> Exercise aim: Below are records; count how many of their lines contain the string "daily", and give only that number.

> Given information:
- Opening Delimiter -
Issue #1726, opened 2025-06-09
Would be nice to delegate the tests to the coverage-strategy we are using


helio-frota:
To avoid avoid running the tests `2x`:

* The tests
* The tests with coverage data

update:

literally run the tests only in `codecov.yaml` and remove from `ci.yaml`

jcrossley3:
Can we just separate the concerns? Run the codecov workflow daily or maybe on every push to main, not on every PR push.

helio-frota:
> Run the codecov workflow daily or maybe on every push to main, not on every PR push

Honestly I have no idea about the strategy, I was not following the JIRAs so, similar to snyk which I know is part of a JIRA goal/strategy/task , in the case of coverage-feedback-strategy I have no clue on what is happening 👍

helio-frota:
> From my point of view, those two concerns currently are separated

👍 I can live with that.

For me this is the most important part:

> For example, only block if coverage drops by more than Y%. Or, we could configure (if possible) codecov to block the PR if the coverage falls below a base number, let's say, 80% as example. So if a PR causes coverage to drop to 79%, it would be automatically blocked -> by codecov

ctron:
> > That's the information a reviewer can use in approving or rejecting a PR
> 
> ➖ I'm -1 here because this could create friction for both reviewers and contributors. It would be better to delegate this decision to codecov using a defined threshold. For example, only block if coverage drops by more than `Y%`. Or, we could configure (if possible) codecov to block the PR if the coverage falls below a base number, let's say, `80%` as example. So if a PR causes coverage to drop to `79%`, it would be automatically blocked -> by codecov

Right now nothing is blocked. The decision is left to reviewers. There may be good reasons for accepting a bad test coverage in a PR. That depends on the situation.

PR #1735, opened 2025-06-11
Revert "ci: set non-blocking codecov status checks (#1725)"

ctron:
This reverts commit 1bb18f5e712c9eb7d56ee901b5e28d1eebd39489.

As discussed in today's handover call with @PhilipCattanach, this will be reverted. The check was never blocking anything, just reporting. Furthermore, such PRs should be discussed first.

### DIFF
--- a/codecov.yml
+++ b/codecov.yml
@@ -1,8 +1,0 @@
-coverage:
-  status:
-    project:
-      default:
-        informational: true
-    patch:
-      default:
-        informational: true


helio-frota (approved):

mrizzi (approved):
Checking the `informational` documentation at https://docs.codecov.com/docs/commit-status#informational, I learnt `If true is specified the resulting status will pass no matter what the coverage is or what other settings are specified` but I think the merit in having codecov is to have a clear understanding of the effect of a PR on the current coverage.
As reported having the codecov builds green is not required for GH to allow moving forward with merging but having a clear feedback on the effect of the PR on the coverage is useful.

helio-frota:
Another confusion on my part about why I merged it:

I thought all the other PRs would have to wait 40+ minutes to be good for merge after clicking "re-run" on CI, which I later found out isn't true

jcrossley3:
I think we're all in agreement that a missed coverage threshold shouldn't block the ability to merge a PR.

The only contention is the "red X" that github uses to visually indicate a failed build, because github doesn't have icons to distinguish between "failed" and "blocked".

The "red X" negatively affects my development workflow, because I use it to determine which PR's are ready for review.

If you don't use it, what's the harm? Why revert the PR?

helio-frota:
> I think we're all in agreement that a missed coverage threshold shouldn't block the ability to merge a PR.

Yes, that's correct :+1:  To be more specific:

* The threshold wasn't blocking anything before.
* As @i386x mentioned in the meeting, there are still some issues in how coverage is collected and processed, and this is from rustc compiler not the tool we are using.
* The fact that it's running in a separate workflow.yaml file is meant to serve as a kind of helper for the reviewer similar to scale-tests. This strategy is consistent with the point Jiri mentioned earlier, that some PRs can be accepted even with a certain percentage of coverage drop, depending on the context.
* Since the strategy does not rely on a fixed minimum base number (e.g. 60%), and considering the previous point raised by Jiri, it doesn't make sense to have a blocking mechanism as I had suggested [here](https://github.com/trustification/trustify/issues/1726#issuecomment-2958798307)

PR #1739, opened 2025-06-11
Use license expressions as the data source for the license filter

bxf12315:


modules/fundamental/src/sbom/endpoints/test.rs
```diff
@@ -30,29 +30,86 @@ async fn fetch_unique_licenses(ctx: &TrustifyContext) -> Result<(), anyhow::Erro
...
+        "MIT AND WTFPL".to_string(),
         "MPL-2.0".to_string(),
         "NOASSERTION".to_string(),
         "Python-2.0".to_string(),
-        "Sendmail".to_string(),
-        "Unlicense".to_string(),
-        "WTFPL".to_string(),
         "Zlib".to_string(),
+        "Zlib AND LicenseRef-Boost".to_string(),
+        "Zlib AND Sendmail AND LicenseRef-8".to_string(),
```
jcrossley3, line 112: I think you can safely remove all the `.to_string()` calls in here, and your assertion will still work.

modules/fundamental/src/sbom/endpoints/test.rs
- Closing Delimiter -
- Opening Delimiter -
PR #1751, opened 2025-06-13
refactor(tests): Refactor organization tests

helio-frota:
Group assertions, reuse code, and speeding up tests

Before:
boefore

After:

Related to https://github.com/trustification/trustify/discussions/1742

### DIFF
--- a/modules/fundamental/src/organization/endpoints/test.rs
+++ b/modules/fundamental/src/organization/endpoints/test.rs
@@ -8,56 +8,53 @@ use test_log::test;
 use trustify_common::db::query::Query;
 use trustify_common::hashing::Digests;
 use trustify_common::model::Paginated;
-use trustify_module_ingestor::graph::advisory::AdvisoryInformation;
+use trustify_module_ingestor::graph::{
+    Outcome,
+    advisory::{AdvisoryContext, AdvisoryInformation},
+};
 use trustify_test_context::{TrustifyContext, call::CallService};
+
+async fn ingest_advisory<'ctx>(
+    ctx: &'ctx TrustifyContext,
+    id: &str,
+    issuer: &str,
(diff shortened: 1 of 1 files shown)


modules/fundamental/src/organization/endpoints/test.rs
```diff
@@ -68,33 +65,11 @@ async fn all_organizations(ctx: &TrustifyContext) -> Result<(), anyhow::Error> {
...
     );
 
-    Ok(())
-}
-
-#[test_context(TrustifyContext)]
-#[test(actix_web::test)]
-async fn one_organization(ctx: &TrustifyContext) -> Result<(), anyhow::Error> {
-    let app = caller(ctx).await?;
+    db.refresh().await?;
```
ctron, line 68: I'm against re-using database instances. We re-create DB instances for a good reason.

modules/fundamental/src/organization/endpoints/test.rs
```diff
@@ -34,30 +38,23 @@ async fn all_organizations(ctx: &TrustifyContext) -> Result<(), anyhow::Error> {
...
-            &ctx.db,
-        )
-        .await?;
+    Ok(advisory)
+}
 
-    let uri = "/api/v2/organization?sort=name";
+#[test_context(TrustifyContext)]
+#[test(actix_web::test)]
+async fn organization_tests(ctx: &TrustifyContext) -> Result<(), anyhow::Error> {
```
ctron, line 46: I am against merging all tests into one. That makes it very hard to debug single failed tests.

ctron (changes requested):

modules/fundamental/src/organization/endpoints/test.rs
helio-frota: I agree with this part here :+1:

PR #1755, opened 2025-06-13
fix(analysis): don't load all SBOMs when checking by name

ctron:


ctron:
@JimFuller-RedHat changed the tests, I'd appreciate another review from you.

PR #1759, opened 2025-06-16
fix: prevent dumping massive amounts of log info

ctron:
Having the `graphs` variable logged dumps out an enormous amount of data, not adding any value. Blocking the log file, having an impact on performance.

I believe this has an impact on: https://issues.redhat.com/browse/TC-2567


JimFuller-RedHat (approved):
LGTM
- Closing Delimiter -
> Answer space: 2